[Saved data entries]
--------
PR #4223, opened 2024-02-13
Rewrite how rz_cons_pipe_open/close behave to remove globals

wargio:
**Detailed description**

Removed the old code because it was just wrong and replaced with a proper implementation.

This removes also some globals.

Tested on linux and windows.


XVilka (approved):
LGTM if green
--------
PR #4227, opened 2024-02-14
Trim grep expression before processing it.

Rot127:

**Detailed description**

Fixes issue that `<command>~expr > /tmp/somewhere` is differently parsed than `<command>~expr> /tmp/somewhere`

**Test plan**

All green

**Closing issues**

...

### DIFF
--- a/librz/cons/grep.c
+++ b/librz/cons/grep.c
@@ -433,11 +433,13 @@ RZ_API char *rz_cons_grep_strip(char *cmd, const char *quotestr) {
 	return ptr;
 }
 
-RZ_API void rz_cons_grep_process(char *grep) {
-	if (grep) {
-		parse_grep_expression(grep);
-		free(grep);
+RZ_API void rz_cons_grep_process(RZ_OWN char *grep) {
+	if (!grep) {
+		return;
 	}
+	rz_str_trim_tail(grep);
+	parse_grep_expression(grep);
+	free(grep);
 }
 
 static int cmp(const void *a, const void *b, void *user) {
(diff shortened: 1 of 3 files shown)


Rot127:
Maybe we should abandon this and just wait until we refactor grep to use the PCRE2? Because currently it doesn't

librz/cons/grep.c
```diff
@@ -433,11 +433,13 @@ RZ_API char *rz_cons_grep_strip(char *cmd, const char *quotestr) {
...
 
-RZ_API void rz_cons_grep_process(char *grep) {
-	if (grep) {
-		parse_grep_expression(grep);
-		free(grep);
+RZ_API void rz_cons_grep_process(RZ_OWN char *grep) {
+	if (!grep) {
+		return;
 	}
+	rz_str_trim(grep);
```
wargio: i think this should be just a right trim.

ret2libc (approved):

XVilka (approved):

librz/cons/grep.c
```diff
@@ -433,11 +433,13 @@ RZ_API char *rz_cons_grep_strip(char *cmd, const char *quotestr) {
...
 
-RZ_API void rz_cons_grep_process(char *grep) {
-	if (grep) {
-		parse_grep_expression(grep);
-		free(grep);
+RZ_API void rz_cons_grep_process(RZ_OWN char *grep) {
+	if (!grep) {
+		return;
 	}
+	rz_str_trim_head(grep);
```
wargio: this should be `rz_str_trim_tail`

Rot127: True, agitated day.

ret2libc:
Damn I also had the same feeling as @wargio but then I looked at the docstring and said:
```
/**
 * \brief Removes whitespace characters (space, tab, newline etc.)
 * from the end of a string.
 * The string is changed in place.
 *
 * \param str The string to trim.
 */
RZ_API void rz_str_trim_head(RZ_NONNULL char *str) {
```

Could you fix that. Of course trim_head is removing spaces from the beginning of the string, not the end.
--------
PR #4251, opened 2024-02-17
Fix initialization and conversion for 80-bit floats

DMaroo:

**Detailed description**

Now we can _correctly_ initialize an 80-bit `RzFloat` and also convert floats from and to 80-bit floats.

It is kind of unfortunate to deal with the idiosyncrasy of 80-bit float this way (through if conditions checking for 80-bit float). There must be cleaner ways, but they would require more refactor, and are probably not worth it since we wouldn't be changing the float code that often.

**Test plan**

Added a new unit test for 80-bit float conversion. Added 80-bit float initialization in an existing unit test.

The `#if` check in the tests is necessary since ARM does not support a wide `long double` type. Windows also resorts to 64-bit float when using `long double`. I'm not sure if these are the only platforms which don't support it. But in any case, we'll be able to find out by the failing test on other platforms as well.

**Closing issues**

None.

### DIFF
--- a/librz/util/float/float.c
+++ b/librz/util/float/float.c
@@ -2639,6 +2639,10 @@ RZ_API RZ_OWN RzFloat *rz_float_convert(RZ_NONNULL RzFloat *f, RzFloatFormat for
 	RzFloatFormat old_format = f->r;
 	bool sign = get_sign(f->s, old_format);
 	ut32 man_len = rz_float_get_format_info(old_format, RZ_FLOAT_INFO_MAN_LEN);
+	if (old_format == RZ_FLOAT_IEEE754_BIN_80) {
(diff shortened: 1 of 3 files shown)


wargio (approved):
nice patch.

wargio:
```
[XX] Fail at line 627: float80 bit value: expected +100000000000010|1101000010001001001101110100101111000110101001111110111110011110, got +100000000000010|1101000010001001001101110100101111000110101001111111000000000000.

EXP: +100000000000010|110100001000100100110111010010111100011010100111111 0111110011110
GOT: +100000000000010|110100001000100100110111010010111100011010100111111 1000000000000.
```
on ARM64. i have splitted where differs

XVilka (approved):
--------
Please find all lines of the entries that hold the string "opened" and copy them.

PR #4223, opened 2024-02-13
PR #4227, opened 2024-02-14
PR #4251, opened 2024-02-17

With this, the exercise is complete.